━━ Provided data ━━

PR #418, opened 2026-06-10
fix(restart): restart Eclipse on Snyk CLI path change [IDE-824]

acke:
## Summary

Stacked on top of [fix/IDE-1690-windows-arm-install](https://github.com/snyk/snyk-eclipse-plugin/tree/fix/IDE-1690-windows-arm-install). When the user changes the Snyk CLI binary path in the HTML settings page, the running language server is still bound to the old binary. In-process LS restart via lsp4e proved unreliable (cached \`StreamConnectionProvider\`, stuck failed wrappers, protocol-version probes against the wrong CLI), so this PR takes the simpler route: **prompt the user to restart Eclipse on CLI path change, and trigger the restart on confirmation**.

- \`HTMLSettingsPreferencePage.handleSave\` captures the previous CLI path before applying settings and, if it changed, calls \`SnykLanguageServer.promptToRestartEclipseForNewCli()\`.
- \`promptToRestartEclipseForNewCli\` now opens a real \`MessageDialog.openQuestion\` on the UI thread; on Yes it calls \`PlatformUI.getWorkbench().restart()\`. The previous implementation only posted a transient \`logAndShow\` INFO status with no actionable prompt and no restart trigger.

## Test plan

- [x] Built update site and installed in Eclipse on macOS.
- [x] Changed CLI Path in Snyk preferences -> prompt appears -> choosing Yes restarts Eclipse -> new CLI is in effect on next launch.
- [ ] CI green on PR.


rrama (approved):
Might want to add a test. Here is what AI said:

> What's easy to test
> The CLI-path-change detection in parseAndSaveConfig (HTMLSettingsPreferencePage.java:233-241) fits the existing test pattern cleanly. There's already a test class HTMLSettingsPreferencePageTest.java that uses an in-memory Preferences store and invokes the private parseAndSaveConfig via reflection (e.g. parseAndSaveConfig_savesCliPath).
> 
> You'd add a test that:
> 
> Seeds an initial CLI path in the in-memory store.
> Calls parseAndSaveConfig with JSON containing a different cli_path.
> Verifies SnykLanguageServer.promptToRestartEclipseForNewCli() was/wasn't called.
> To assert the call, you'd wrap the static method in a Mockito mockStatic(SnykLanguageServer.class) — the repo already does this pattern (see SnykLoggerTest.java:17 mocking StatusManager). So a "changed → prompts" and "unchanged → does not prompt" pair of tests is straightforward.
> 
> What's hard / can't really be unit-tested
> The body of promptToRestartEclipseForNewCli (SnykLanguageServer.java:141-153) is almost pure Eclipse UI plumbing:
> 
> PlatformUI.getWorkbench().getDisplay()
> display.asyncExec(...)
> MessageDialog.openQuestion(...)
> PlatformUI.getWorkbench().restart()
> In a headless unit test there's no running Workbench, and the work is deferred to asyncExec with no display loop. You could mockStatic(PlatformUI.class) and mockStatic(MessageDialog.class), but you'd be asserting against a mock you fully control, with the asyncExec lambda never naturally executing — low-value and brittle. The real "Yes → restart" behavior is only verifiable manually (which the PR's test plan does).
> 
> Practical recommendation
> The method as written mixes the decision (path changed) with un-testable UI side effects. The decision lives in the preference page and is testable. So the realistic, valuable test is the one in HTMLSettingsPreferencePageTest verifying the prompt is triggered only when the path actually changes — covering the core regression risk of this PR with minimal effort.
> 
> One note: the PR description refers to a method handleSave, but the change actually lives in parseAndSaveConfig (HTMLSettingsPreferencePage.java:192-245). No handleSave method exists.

━━━
━━ Provided data ━━

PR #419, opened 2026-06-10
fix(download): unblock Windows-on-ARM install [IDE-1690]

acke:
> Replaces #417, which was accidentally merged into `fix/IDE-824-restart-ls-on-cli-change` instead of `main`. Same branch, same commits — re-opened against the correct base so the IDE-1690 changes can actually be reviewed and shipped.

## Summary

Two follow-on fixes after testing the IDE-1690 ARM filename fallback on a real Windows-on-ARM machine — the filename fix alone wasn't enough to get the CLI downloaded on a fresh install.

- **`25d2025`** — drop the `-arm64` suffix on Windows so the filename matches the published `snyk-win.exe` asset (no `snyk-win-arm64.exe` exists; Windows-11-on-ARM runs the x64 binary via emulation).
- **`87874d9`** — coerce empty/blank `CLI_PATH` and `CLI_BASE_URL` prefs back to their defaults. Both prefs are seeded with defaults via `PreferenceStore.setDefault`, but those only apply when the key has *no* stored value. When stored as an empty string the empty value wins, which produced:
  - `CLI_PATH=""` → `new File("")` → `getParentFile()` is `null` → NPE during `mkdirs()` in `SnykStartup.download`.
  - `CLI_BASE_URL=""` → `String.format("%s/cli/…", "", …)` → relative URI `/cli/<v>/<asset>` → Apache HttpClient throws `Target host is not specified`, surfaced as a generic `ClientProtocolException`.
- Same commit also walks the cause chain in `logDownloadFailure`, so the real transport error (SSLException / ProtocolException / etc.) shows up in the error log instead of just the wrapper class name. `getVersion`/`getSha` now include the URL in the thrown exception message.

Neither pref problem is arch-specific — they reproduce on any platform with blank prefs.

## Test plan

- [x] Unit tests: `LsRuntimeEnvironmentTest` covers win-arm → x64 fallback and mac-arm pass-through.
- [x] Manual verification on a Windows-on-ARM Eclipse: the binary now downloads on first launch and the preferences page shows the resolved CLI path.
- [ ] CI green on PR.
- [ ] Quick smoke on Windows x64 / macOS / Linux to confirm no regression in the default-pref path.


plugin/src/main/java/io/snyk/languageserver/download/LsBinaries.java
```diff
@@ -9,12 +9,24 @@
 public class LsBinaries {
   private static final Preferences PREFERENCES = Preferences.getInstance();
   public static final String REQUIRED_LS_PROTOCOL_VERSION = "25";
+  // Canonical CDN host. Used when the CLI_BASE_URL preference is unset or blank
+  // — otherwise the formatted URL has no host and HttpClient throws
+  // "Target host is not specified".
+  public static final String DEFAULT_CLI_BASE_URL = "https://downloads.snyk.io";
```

━━━

**Exercise description**
Starting at the line that contains "PR #418, opened 2026-06-10" and stopping after the line that contains "Stacked on top", write out every line exactly as it appears above, and no other line.

**Reply**
PR #418, opened 2026-06-10
fix(restart): restart Eclipse on Snyk CLI path change [IDE-824]

acke:
## Summary

Stacked on top of [fix/IDE-1690-windows-arm-install](https://github.com/snyk/snyk-eclipse-plugin/tree/fix/IDE-1690-windows-arm-install). When the user changes the Snyk CLI binary path in the HTML settings page, the running language server is still bound to the old binary. In-process LS restart via lsp4e proved unreliable (cached \`StreamConnectionProvider\`, stuck failed wrappers, protocol-version probes against the wrong CLI), so this PR takes the simpler route: **prompt the user to restart Eclipse on CLI path change, and trigger the restart on confirmation**.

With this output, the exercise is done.